Monday, April 28, 2014

Caught in a cult's dark embrace | Star Tribune

Victor Barnard played the shepherd, wearing linen clothes and sometimes wielding a shepherd’s crook.

The minister kept his flock close, urging members of the River Road Fellowship to move to four clusters of properties in this rural area and discouraging the girls from traveling to town. As he grew more controlling, he warned his followers against those who might turn against him — calling them wolves in sheep’s clothing.

“That always gets to me now,” former congregant Micah Vail said. “He used that analogy over and over. … It turned out he was the one who was playing everybody.”

Barnard, 52, is now the center of a nationwide manhunt after Pine County prosecutors charged him with using his status within the sect to coerce girls into having sex with him. Two women told investigators that Barnard raped them after they were chosen, at ages 12 and 13, to live near him as part of an honored and cloistered group of “maidens.” He faces 59 counts of first- and third-degree criminal sexual conduct.

In interviews since the charges, several former congregants said they are saddened — but not shocked — by the allegations after reflecting on how Barnard increasingly cut the fellowship off from society. The ministry changed, too, as Barnard introduced new rules under the guise of religion. It ended as a place where adultery and sex abuse could have secretly flourished, they said.

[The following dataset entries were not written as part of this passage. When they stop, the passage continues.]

PR #1203, opened 2024-03-15
Implement RFC 53: Low-level I/O primitives.

wanda-phi:
TODO:

- [x] tests

### DIFF
--- a/amaranth/hdl/_ast.py
+++ b/amaranth/hdl/_ast.py
@@ -17,7 +17,7 @@ from .._unused import *
 
 __all__ = [
     "Shape", "signed", "unsigned", "ShapeCastable", "ShapeLike",
-    "Value", "Const", "C", "AnyConst", "AnySeq", "Operator", "Mux", "Part", "Slice", "Cat",
+    "Value", "Const", "C", "AnyConst", "AnySeq", "Operator", "Mux", "Part", "Slice", "Cat", "Concat",
     "Array", "ArrayProxy",
     "Signal", "ClockSignal", "ResetSignal",
     "ValueCastable", "ValueLike",
@@ -25,6 +25,7 @@ __all__ = [
     "Format",
     "Statement", "Switch",
     "Property", "Assign", "Print", "Assert", "Assume", "Cover",
+    "IOValue", "IOPort", "IOConcat", "IOSlice",
     "SignalKey", "SignalDict", "SignalSet",
 ]
 
@@ -1480,7 +1481,7 @@ class Const(Value, metaclass=_ConstMeta):
         obj = Value.cast(obj)
         if type(obj) is Const:
             return obj
-        elif type(obj) is Cat:
+        elif type(obj) is Concat:
             value = 0
             width = 0
             for part in obj.parts:
@@ -1636,9 +1637,13 @@ def Mux(sel, val1, val0):
 @final
 class Slice(Value):
     def __init__(self, value, start, stop, *, src_loc_at=0):
-        if not isinstance(start, int):
+        try:
+            start = int(operator.index(start))
+        except TypeError:
             raise TypeError(f"Slice start must be an integer, not {start!r}")
-        if not isinstance(stop, int):
+        try:
+            stop = int(operator.index(stop))
+        except TypeError:
             raise TypeError(f"Slice stop must be an integer, not {stop!r}")
 
         value = Value.cast(value)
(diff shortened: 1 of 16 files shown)


whitequark:
I think we need also guide-level documentation for instances and IO values,

amaranth/hdl/_ast.py
```diff
@@ -1733,8 +1734,17 @@ def __repr__(self):
                                            self.width, self.stride)
 
 
+class _CatMeta(ABCMeta):
```
whitequark, line 1737: I'd rather make `Cat` a function, renaming the concatenation class to `Concat` and the IO version to `IOConcat` for disambiguation.

whitequark: Actually, do you even need a metaclass here? Wouldn't `__new__` suffice?

amaranth/hdl/_ast.py
```diff
@@ -2732,6 +2742,160 @@ def case_repr(keys, stmts):
...
+    def cast(obj):
+        if isinstance(obj, IOValue):
+            return obj
+        elif isinstance(obj, Value) and len(obj) == 0:
+            return IOCat()
+        else:
+            raise TypeError(f"Object {obj!r} cannot be converted to an IO value")
+
+    def __init__(self, *, src_loc_at=0):
+        super().__init__()
```
whitequark, line 2756: There's no superclass, right?

amaranth/hdl/_ast.py
```diff
@@ -2732,6 +2742,160 @@ def case_repr(keys, stmts):
...
+
+    @property
+    def metadata(self):
+        return self._metadata
+
+    def _ioports(self):
+        return {self}
+
+    def __repr__(self):
+        return f"(ioport {self.name})"
```
whitequark, line 2817: Maybe with a dash, to visually group the `io-` variants?

```suggestion
        return f"(io-port {self.name})"
```

amaranth/hdl/_ast.py
```diff
@@ -2732,6 +2742,160 @@ def case_repr(keys, stmts):
...
+    def __init__(self, width, *, name=None, attrs=None, metadata=None, src_loc_at=0):
+        super().__init__(src_loc_at=src_loc_at)
+
+        if name is not None and not isinstance(name, str):
+            raise TypeError(f"Name must be a string, not {name!r}")
+        self.name = name or tracer.get_var_name(depth=2 + src_loc_at)
+
+        self._width = operator.index(width)
+        self._attrs = dict(() if attrs is None else attrs)
+        self._metadata = (None,) * self._width if metadata is None else tuple(metadata)
```
whitequark, line 2796: I think this needs a check for the size and type of the provided `metadata`.

amaranth/hdl/_ast.py
```diff
@@ -2732,6 +2742,160 @@ def case_repr(keys, stmts):
...
+    def _ioports(self):
+        return {self}
+
+    def __repr__(self):
+        return f"(ioport {self.name})"
+
+
+@final
+class IOCat(IOValue):
+    def __init__(self, *args, src_loc_at=0):
```
whitequark, line 2822: This class isn't directly callable, right? I'd rather accept `parts` in `__init__` and ditch `flatten`. (The same for the `class Cat:` so they match).

I don't love `flatten` due to its weird semantics and I somewhat prefer not adding more calls to it.

amaranth/hdl/_ast.py
```diff
@@ -2732,6 +2742,160 @@ def case_repr(keys, stmts):
...
+        if stop not in range(-n, n+1):
+            raise IndexError(f"Cannot stop slice {stop} bits into {n}-bit value")
+        if stop < 0:
+            stop += n
+        if start > stop:
+            raise IndexError(f"Slice start {start} must be less than slice stop {stop}")
+
+        super().__init__(src_loc_at=src_loc_at)
+        self._value = value
+        self._start = int(operator.index(start))
```
whitequark, line 2870: This seems completely redundant with `isinstance(start, int)` above.

amaranth/hdl/_ast.py
wanda-phi: Ok, going with `__new__`

whitequark (commented):
I feel that the algorithms in `Design` would be clearer if it was done in one (or two, second one computing LCA) DFS pass. However, this doesn't need to happen now.

LGTM, the only thing left is docs which I will take care of imminently.

whitequark (approved):
LGTM, great work!

PR #1214, opened 2024-03-18
lib.io: Implement `*Port` from RFC 55.

wanda-phi:


amaranth/build/res.py
```diff
@@ -18,12 +18,18 @@ class SingleEndedPort:
...
+        return len(self.io)
+
 
 class DifferentialPort:
     def __init__(self, p, n):
         self.p = p
         self.n = n
 
+    def __len__(self):
+        return len(self.p)
```
whitequark, line 31: `assert` here?

whitequark (approved):

PR #1215, opened 2024-03-19
lib.io: Implement `*Buffer` from RFC 55.

wanda-phi:


amaranth/lib/io.py
```diff
@@ -253,6 +258,362 @@ def __repr__(self):
...
+    def port(self):
+        return self._port
+
+    @property
+    def direction(self):
+        return self.signature.direction
+
+    def elaborate(self, platform):
+        if hasattr(platform, "get_io_buffer"):
+            res = platform.get_io_buffer(self)
```
whitequark, line 334: Hm, we don't use this pattern elsewhere--we dispatch unconditionally based on `hasattr`.

amaranth/lib/io.py
```diff
@@ -253,6 +258,362 @@ def __repr__(self):
...
+            if res is not None:
+                return res
+
+        m = Module()
+
+        invert = sum(bit << idx for idx, bit in enumerate(self._port.invert))
+        if self.direction is not Direction.Input:
+            if invert:
```
whitequark, line 342: This is correct but pretty confusing--I think `if invert != 0` is clearer, just to narrow the state space.

amaranth/lib/io.py
```diff
@@ -253,6 +258,362 @@ def __repr__(self):
...
+        if self.direction is not Direction.Output:
+            if invert:
+                i_inv = Signal.like(self.i)
+                m.d.comb += self.i.eq(i_inv ^ invert)
+            else:
+                i_inv = self.i
+
+        if isinstance(self._port, SingleEndedPort):
+            if self.direction is Direction.Input:
+                m.submodules.iob = IOBufferInstance(self._port.io, i=i_inv)
```
whitequark, line 356: `io_buffer` or `buffer` or `inner` or something maybe? "iob" is confusing to newcomers, and just about everyone will see this in the hierarchy.

amaranth/lib/io.py
```diff
@@ -253,6 +258,362 @@ def __repr__(self):
         return f"DifferentialPort({self._p!r}, {self._n!r}, invert={invert!r}, direction={self._direction})"
 
 
+class Buffer(wiring.Component):
+    """A combinatorial I/O buffer.
+
+    Parameters
+    ----------
+    direction : Direction
```
whitequark, line 266: These should be using `:class:`, etc. (Everywhere else in the docstrings too.)

amaranth/lib/io.py
wanda-phi: this doesn't actually show up in the hierarchy (it's lowered to an anonymous `$tribuf`)

amaranth/lib/io.py
```diff
@@ -253,6 +258,362 @@ def __repr__(self):
...
+        else:
+            raise TypeError("Cannot elaborate generic 'Buffer' with port {self._port!r}")
+
+        return m
+
+
+class FFBuffer(wiring.Component):
+    """A registered I/O buffer.
+
+    Equivalent to a plain :class:`Buffer` combined with reset-less registers on ``i``, ``o``, ``oe``.
```
whitequark, line 379: These should be using `:py:`. (Anything making reference to Python tokens should be using that.)

amaranth/lib/io.py
```diff
@@ -253,6 +258,362 @@ def __repr__(self):
         return f"DifferentialPort({self._p!r}, {self._n!r}, invert={invert!r}, direction={self._direction})"
 
 
+class Buffer(wiring.Component):
+    """A combinatorial I/O buffer.
+
+    Parameters
+    ----------
+    direction : Direction
+    port : SingleEndedPort, DifferentialPort, or a custom platform-specific type
```
whitequark, line 267: Needs a comment explaining when it can be a custom platform-specific type. (I think you can specify a parameter twice and create a conditional this way?)

amaranth/lib/io.py
```diff
@@ -253,6 +258,362 @@ def __repr__(self):
...
+        @property
+        def direction(self):
+            return self._direction
+
+        @property
+        def width(self):
+            return self._width
+
+        def __eq__(self, other):
+            return type(self) == type(other) and self.direction == other.direction and self.width == other.width
```
whitequark, line 308: I usually use `type(self) is type(other)` in case someone is doing weird shit with metaclasses.

amaranth/lib/io.py
```diff
@@ -253,6 +258,362 @@ def __repr__(self):
...
+            res = platform.get_io_buffer(self)
+            if res is not None:
+                return res
+
+        m = Module()
+
+        m.submodules.iob = iob = Buffer(self.direction, self.port)
+
+        if self.direction is not Direction.Output:
+            i_tmp = Signal.like(self.i, reset_less=True)
```
whitequark, line 486: `i_reg`

amaranth/lib/io.py
```diff
@@ -253,6 +258,362 @@ def __repr__(self):
...
+    In the input direction, the port is sampled at both edges of the input clock domain.
+    The data sampled on the active clock edge of the domain appears on ``i[0]`` with a delay
+    of 1 clock cycle. The data sampled on the opposite clock edge appears on ``i[1]`` with a delay
+    of 0.5 clock cycle. Both ``i[0]`` and ``i[1]`` thus change on the active clock edge of the domain.
+
+    In the output direction, both ``o[0]`` and ``o[1]`` are sampled on the active clock edge
+    of the domain.  The value of ``o[0]`` immediately appears on the output port.  The value
+    of ``o[1]`` then appears on the output port on the opposite edge, with a delay of 0.5 clock cycle.
+
+    The degree of support for this component varies by platform.
```
whitequark, line 513: The *degree*? Isn't it either supported or not?

amaranth/lib/io.py
whitequark: Oh. Then I guess it can be just `m.submodules +=`?

amaranth/lib/io.py
```diff
@@ -253,6 +295,354 @@ def __repr__(self):
...
+        Parameters
+        ----------
+        direction : :class:`Direction`
+        width : :class:`int`
+
+        Attributes
+        ----------
+        i: :py:`unsigned(width)` (if :py:`direction in (Direction.Input, Direction.Bidir)`)
+        o: :py:`unsigned(width)` (if :py:`direction in (Direction.Output, Direction.Bidir)`)
+        oe: :py:`unsigned(1)` (if :py:`direction in (Direction.Output, Direction.Bidir)`)
```
whitequark, line 444: This should probably mention that the `init` value depends on direction too.

whitequark (approved):
LGTM, thanks!

The docstrings are intentionally not linked from `docs/stdlib/io.rst` for the time being; I will take care of that later.

PR #1218, opened 2024-03-19
hdl._ir: Remove support for non-`Elaboratable` elaboratables.

### LINKED ISSUE #1216: Make the use of `Elaboratable` for elaboratable objects required
It's always required a warning. Technically it's not a deprecation warning, but it might as well be; none of our other protocol classes (`ValueCastable` for example) are optional, `Elaboratable` shouldn't be either.

wanda-phi:
Fixes #1216.


whitequark (approved):
Thanks!

PR #1230, opened 2024-03-22
sim.core: correct deprecation warning

polymerizedsage:
Deprecation warning incorrectly referred to RFC 47 rather than RFC 27.


whitequark (approved):
Thanks!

Such an isolated religious sect is the “perfect environment for abusers to victimize kids,” said Stephen Kent, a sociology professor at the University of Alberta who researches alternative religions.

Oftentimes, leaders do not answer to any outside authority, “so there’s no accountability,” Kent said. They create structures to have exclusive access to children. Then they use religion to “cloak their misbehavior.”